[Saved data entries]

PR #11132, opened 2019-03-11
[Validator][Doctrine] Add docs for automatic validation

dunglas:
See https://github.com/symfony/symfony/pull/27735

### DIFF
--- a/doctrine.rst
+++ b/doctrine.rst
@@ -412,6 +412,72 @@ Take a look at the previous example in more detail:
 Whether you're creating or updating objects, the workflow is always the same: Doctrine
 is smart enough to know if it should INSERT or UPDATE your entity.
 
+Validating Objects
+------------------
+
+:doc:`The Symfony validator </validation>` reuse Doctrine metadata
+to perform some basic validation tasks::
+
+    // src/Controller/ProductController.php
+    namespace App\Controller;
+
+    // ...
+    use Symfony\Component\HttpFoundation\Response;
+    use Symfony\Component\Validator\Validator\ValidatorInterface;
+
+    use App\Entity\Product;
+
+    class ProductController extends AbstractController
+    {
+        /**
+         * @Route("/product", name="product")
+         */
+        public function index(ValidatorInterface $validator)
+        {
+            $product = new Product();
+            $product->setName(null); // The column in database isn't nullable
+            $product->setPrice('1999'); // Type mismatch, an integer is expected
+
+            // ...
+
+            $errors = $validator->validate($product);
+            if (count($errors) > 0) {
+                return new Response((string) $errors, 400);
+            }
+
+            // Will not be reached in this example
+            $entityManager = $this->getDoctrine()->getManager();
+            $entityManager->persist($product);
+            $entityManager->flush();
+
+            return new Response('Saved new product with id '.$product->getId());
+        }
+    }
+
+The following table summaries the mapping between Doctrine metadata and
+the corresponding validation constraints:
+
++--------------------+-----------------------------------------------------------+-------------------------------------------------------------------------+
+| Doctrine attribute | Validation constraint                                     | Notes                                                                   |
++====================+===========================================================+=========================================================================+
+| ``nullable=true``  | :doc:`NotNull </reference/constraints/NotNull>`           | Relies on :doc:`the PropertyInfo component </components/property_info>` |
++--------------------+-----------------------------------------------------------+-------------------------------------------------------------------------+
+| ``type``           | :doc:`Type </reference/constraints/Type>`                 | Relies on :doc:`the PropertyInfo component </components/property_info>` |
++--------------------+-----------------------------------------------------------+-------------------------------------------------------------------------+
+| ``unique=true``    | :doc:`UniqueEntity </reference/constraints/UniqueEntity>` |                                                                         |
++--------------------+-----------------------------------------------------------+-------------------------------------------------------------------------+
+| ``length``         | :doc:`Length </reference/constraints/Length>`             |                                                                         |
++--------------------+-----------------------------------------------------------+-------------------------------------------------------------------------+
+
+Because :doc:`the Form component </forms>` as well as `API Platform`_
+internally use the Validator Component, all your forms
+and web APIs will also automatically benefit from these default constraints.
+
+.. tip::
+
+    Don't forget to add :doc:`more precise validation constraints </reference/constraints>`
+    to ensure that data provided by the user is correct.
+
 Fetching Objects from the Database
 ----------------------------------
 
@@ -812,3 +878,4 @@ Learn more
 .. _`ParamConverter`: http://symfony.com/doc/current/bundles/SensioFrameworkExtraBundle/annotations/converters.html
 .. _`limit of 767 bytes for the index key prefix`: https://dev.mysql.com/doc/refman/5.6/en/innodb-restrictions.html
 .. _`Doctrine screencast series`: https://symfonycasts.com/screencast/symfony-doctrine
+.. _`API Platform`: https://api-platform.com/docs/core/validation/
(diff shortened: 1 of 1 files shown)


doctrine.rst
```diff
@@ -412,6 +412,72 @@ Take a look at the previous example in more detail:
...
+            // Will not be reached in this example
+            $entityManager = $this->getDoctrine()->getManager();
+            $entityManager->persist($product);
+            $entityManager->flush();
+
+            return new Response('Saved new product with id '.$product->getId());
+        }
+    }
+
+The following table summaries the mapping between Doctrine metadata and
```
javiereguiluz: `summaries` -> `summarizes`

doctrine.rst
```diff
@@ -412,6 +412,72 @@ Take a look at the previous example in more detail:
 Whether you're creating or updating objects, the workflow is always the same: Doctrine
 is smart enough to know if it should INSERT or UPDATE your entity.
 
+Validating Objects
+------------------
+
+:doc:`The Symfony validator </validation>` reuse Doctrine metadata
```
dkarlovi: > reuses

doctrine.rst
```diff
@@ -412,6 +412,72 @@ Take a look at the previous example in more detail:
...
+to perform some basic validation tasks::
```
javiereguiluz: Let's remove the `basic` word in this phrase. Thanks.

javiereguiluz (approved):

doctrine.rst
dkarlovi: IMO it's not problematic here because that's exactly what it is: basic validation rules derived from metadata.

If you still insist, maybe reword as
> reuses Doctrine metadata to establish a baseline of validation rules.

dkarlovi (approved):

teohhanhui (changes requested):
versionadded is missing?

doctrine.rst
```diff
@@ -412,6 +412,76 @@ Take a look at the previous example in more detail:
...
+    use Symfony\Component\Validator\Validator\ValidatorInterface;
+
+    use App\Entity\Product;
+
+    class ProductController extends AbstractController
+    {
+        /**
+         * @Route("/product", name="product")
+         */
+        public function index(ValidatorInterface $validator)
```
OskarStark: Please add the Response return type

doctrine.rst
```diff
@@ -412,6 +412,76 @@ Take a look at the previous example in more detail:
...
+    // ...
+    use Symfony\Component\HttpFoundation\Response;
+    use Symfony\Component\Validator\Validator\ValidatorInterface;
+
+    use App\Entity\Product;
+
+    class ProductController extends AbstractController
+    {
+        /**
+         * @Route("/product", name="product")
```
OskarStark: Name and route should reflect a create here otherwise one would expect an identifier to get the used object

doctrine.rst
noniagriconomie: also, adding the route annotation on top may be usefull to avoid fail copy past :)

doctrine.rst
```diff
@@ -412,6 +412,76 @@ Take a look at the previous example in more detail:
...
+| ``length``         | :doc:`Length </reference/constraints/Length>`             |                                                                         |
++--------------------+-----------------------------------------------------------+-------------------------------------------------------------------------+
+
+Because :doc:`the Form component </forms>` as well as `API Platform`_
+internally use the Validator Component, all your forms
+and web APIs will also automatically benefit from these default constraints.
+
+.. versionadded:: 4.3
+
+    The automatic validation has been added in Symfony 4.3.
```
noniagriconomie: what about documenting that this can be, like lot of thing in symfony, configured to reflect developer needs?

dunglas: It not yet the case (the PR in DoctrineBundle is still missing).

doctrine.rst
```diff
@@ -347,9 +347,9 @@ and save it!
     class ProductController extends AbstractController
     {
         /**
-         * @Route("/product", name="product")
+         * @Route("/product", name="create_product"): Response
```
OskarStark: The return type should be in the method, not the annotation I guess 😊 but hey... nice feature idea 😄

OskarStark:
The code is merged, so I removed the label.

OskarStark (approved):

dunglas:
Still needs https://github.com/doctrine/DoctrineBundle/issues/938 before merge.

doctrine.rst
```diff
@@ -347,9 +347,9 @@ and save it!
...
     {
         /**
-         * @Route("/product", name="product")
+         * @Route("/product", name="create_product")
          */
-        public function index()
+        public function createProduct(): Response
         {
             // you can fetch the EntityManager via $this->getDoctrine()
             // or you can add an argument to your action: index(EntityManagerInterface $entityManager)
```
apfelbox: You missed the method name here.

doctrine.rst
```diff
@@ -412,6 +412,76 @@ Take a look at the previous example in more detail:
...
+        }
+    }
+
+The following table summarizes the mapping between Doctrine metadata and
+the corresponding validation constraints:
+
++--------------------+-----------------------------------------------------------+-------------------------------------------------------------------------+
+| Doctrine attribute | Validation constraint                                     | Notes                                                                   |
++====================+===========================================================+=========================================================================+
+| ``nullable=true``  | :doc:`NotNull </reference/constraints/NotNull>`           | Relies on :doc:`the PropertyInfo component </components/property_info>` |
```
OskarStark: `nullable=true` <> NotNull constraint.

I guess it should be `nullable=false`, shouldn't it?

wouterj:
I think it would be nicer to move this new section to a complete new article, linked at the bottom of the guide. It's not really a base feature we should explain in Doctrine imo. Ideally, we should make the main guides as short as possible.

dunglas:
@wouterj But it will be enabled by default. Shouldn't we at least reference it in this guide?
@OskarStark I'll do the change as soon as I'll be back from vacations, thanks for the review!!

sylfabre:
@dunglas thank you for this new feature.
Do you plan to add more documentation on how to extend it?

My use-case:
- we have developed at AssoConnect a similar logic to valid our DTOs and entities
- we have custom Doctrine types (like email, iban, ...) to enforce consistency in the database structure
- we use these custom types for validation as well (like `email` => `EmailValidator`)
- we would like to switch to your feature as soon as Symfony 4.3 is released

dunglas:
@sylfabre thanks! Unfortunately I don't think I'll have the time to add such docs anytime soon, but I'll be glad to help someone writing it.
In a nutshell, you have to implement [the `LoaderInterface` interface](https://github.com/symfony/symfony/blob/master/src/Symfony/Component/Validator/Mapping/Loader/LoaderInterface.php) and to register this loader with the `validator.auto_mapper` tag.

You can see how it's done for Doctrine:

* the loader: https://github.com/symfony/symfony/blob/master/src/Symfony/Bridge/Doctrine/Validator/DoctrineLoader.php
* the DI wiring in DoctrineBundle: https://github.com/doctrine/DoctrineBundle/blob/master/DependencyInjection/DoctrineExtension.php#L797-L807

I hope this helps.

javiereguiluz:
This was finally merged! Thanks Kévin and reviewers!  I made all the changes requested by reviewers while merging.

dunglas:
Thank you very much Javier!

nspyke:
@dunglas @javiereguiluz  I'm looking for some info on how to configure this feature.
The `framework.validation.auto_mapping` key is yet to be documented here: https://symfony.com/doc/current/reference/configuration/framework.html#validation

I can see in the feature PR there is mentions of being able to configure it on a class level as well as a class property level (i think?), but again I'm not too sure how to implement this

I'd be happy to make a PR to add this provided I had some instruction on where to find the information about the configuration available

PR #11135, opened 2019-03-11
Use nyholm/psr17 instead of deprecated Zend Diactoros

Nyholm:
The [DiactorosFactory](https://github.com/symfony/psr-http-message-bridge/blob/master/Factory/DiactorosFactory.php) is deprecated. We should update our docs to use a "pure" PSR-17 factory. 

Related to: https://github.com/sensiolabs/SensioFrameworkExtraBundle/pull/608


nicolas-grekas (approved):

javiereguiluz:
Thanks Tobias! We merged it in 3.4.

PR #11139, opened 2019-03-12
Update security_checker.rst

shreypuranik:
Adding a small note advising users to always use the latest version of the command, as old versions will now break existing build plans because change of composer.lock checking tool.

### DIFF
--- a/security/security_checker.rst
+++ b/security/security_checker.rst
@@ -30,7 +30,8 @@ FriendsOfPHP organization.
     Earlier versions of this command used a tool hosted at a now deprecated URL,
     with the tool having since been moved to a new location, which has been 
     reflected in newer versions of the bundle. Use the latest version of the 
-    command to avoid getting exit code zero and breaking existing build plans.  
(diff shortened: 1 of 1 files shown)


javiereguiluz:
@shreypuranik thanks for this new contribution!

While merging it in 3.4 branch, we did some rewords (details: https://github.com/symfony/symfony-docs/commit/858b1a7ff67739d924c7e3df1c4c75218823af03). We regularly do this with most contributions (we reword them to make them more actionable, or more concise, or more "aligned" with the existing docs), so it's not specific to your contribution :)

Also, when merging it into 4.2 and master branches, we needed to reword it entirely because the article is different in those branches and show the installation of the package (details: https://github.com/symfony/symfony-docs/commit/7af99d4a0becd7e1c33964cf0b0fcf18fc63ac8e#diff-6e0f9a2335039341879e104549870a43).

Thanks for understanding!

shreypuranik:
@javiereguiluz Thanks! :)

PR #11141, opened 2019-03-12
added missing php before bin/console

OskarStark:
to be consistent throughout the docs


HeahDude:
Hmm, being consistent should be adding it everywhere. Otherwise the code in not "copy/pastable" anymore for window users... That's why we add it usually.

HeahDude (approved):

OskarStark:
Except these lines now all should have a php prefix for windows users, or did I miss some?

xabbuh (approved):

javiereguiluz:
Thanks Oskar.

PR #11142, opened 2019-03-12
remove space before self closing xml tag

OskarStark:
to be consistent throughout the docs

### DIFF
--- a/best_practices/forms.rst
+++ b/best_practices/forms.rst
@@ -143,7 +143,7 @@ view layer:
         {{ form_widget(form) }}
 
         <input type="submit" value="Create"
-               class="btn btn-default pull-right" />
+               class="btn btn-default pull-right"/>
     {{ form_end(form) }}
 
 Validation
--- a/best_practices/web-assets.rst
+++ b/best_practices/web-assets.rst
@@ -18,8 +18,8 @@ much more concise:
 
 .. code-block:: html+twig
 
-    <link rel="stylesheet" href="{{ asset('css/bootstrap.min.css') }}" />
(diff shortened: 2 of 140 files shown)


HeahDude:
I am not sure about that one, because I think we need no space only for multilined opening tags:
```xml
<tag name="xx"
    class="xxx">
...
```
Versus
```xml
<tag name="xx" class="xxx" />
```

OskarStark:
Hey @HeahDude 

Sorry I don't really get what you mean. This change will only bring consistency throughout the docs, that all self closing (no matter if they are written multiline or not) xml tags look like `/>` instead of ` />` (with a space).

After that one we can enforce it by tool, have less merge conflicts, better diffs and we are less error prone by humans (lets call it an error if someone will write ` />` in the future 😄 ).

I already talked to @weaverryan @javiereguiluz and @xabbuh before I created this PR.

But maybe I missunderstand your comment 😄 🍺

wouterj:
Thanks Oskar! I fully agree with these changes, the space was only added to not confuse the HTML parser in xHTML documents, we should not use it in XML.

Note that I have been a very lazy merger. I've not bothered looking at the 50+ merge conflicts and instead ran `git checkout --ours .`. So all merge conflicts now are solved using the 4.2 version, instead of the modified 3.4 version of this PR. However, I assume you use a tool to create this diff, so you should be able to redo all those changes on the 4.2 branch easily.

OskarStark:
> so you should be able to redo all those changes on the 4.2 branch easily.

sure thing, I will check the `4.2` branch 👍

PR #11143, opened 2019-03-12
Update access_control.rst role

juuuuuu:
I think that there is an error about the second rule's `role` value. It should be `ROLE_USER_PORT` instead of `ROLE_USER_IP`.
Correct me if I'm wrong!

These changes don't need to be done for others versions.


HeahDude (approved):

HeahDude:
Can you please rebase to 3.4?

HeahDude:
Ah no sorry you're right this is a new feature.

javiereguiluz:
Thank you Julien.

PR #11149, opened 2019-03-13
do not mock the validator in form type tests

xabbuh:


xabbuh:
Thanks to @clavat you made me aware of this overly complicated section that was not so helpful IMO.

form/unit_testing.rst
```diff
@@ -182,31 +182,22 @@ allows you to return a list of extensions to register::
...
-            $this->validator = $this->createMock(ValidatorInterface::class);
-            // use getMock() on PHPUnit 5.3 or below
-            // $this->validator = $this->getMock(ValidatorInterface::class);
-            $this->validator
-                ->method('validate')
-                ->will($this->returnValue(new ConstraintViolationList()));
-            $this->validator
-                ->method('getMetadataFor')
-                ->will($this->returnValue(new ClassMetadata(Form::class)));
+            $validator = Validation::createValidator();
```
HeahDude: I would keep the current private property and do:
```php
if (null === $this->validator) {
    $this->validator = Validation::createValidator();
    // ...
}
```
Otherwise the `setUp` will be heavy , so also maybe a comment or an implementation of `tearDownAfterClass`.

HeahDude (commented):
I left a comment otherwise this change looks good to me.

OskarStark (approved):
Nice simplification

form/unit_testing.rst
xabbuh: I don't really see for what you would need to access the validator. Previously this was just the case because you had to define in each tests individually which constraint violations should be raised.

javiereguiluz:
A lovely improvement! Thanks Christian and @clavat

form/unit_testing.rst
HeahDude: The property would not be meant to access it anymore but to prevent creating the validator for running each test in a class, performances wise.
We just need to create it once now that we don't need to control the mock anymore.

xabbuh: That makes sense but is it really worth it? Wouldn't it just make the code harder to understand compared to the provided benefit?

HeahDude: What about a PR to see the diff? You could advise to have that a logic in a trait. We could even provide such trait in core.

PR #11151, opened 2019-03-13
Added php opening tag to sample controller

Krap:
It took me a while to figure out why the sample didn't seem to work, despite being experimented in php ; i checked many times namespace, uses and class declaration before finding that i just missed the opening tag. Think it would help others (even more if unexperimented) discovering symfony by copy/pasting sample code from the doc !

### DIFF
--- a/page_creation.rst
+++ b/page_creation.rst
@@ -44,6 +44,7 @@ Suppose you want to create a page - ``/lucky/number`` - that generates a lucky (
 random) number and prints it. To do that, create a "Controller class" and a
 "controller" method inside of it::
 
+    <?php
     // src/Controller/LuckyController.php
     namespace App\Controller;
 


OskarStark (commented):
Thank you for your contribution. I am against 👎 this change, because on no other place, except if php and html is mixed, we added an php open tag

Krap:
Hi,

I perfectly understand that ; my feeling is that there should be a way to
avoid this pitfall.
It would be a pitty to discourage users for such a basic error (that i
made, being an experimented developper), just because copy/paste of the
first sample doesn't work immediately...

Since this is the first hand-created file in the tutorial, i though of this
addition in first place, but i agree that this may not be the right
solution to keep the documentation coherent.

Maybe there could be a warning before, or as an alternative, the user may
be directed to file generation (php bin/console make:controller
LuckyController) ?

At last, the "real" problem may not be in the documentation : the error
message i got in the console tells me the file was found but not the
controller class inside ; i though of errors in namespaces, uses, class
declaration, missing brackets, ...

#### [Your objective]
Only the number is wanted here. Please work out how many lines of the records contain "first".

#### [Answer space]
3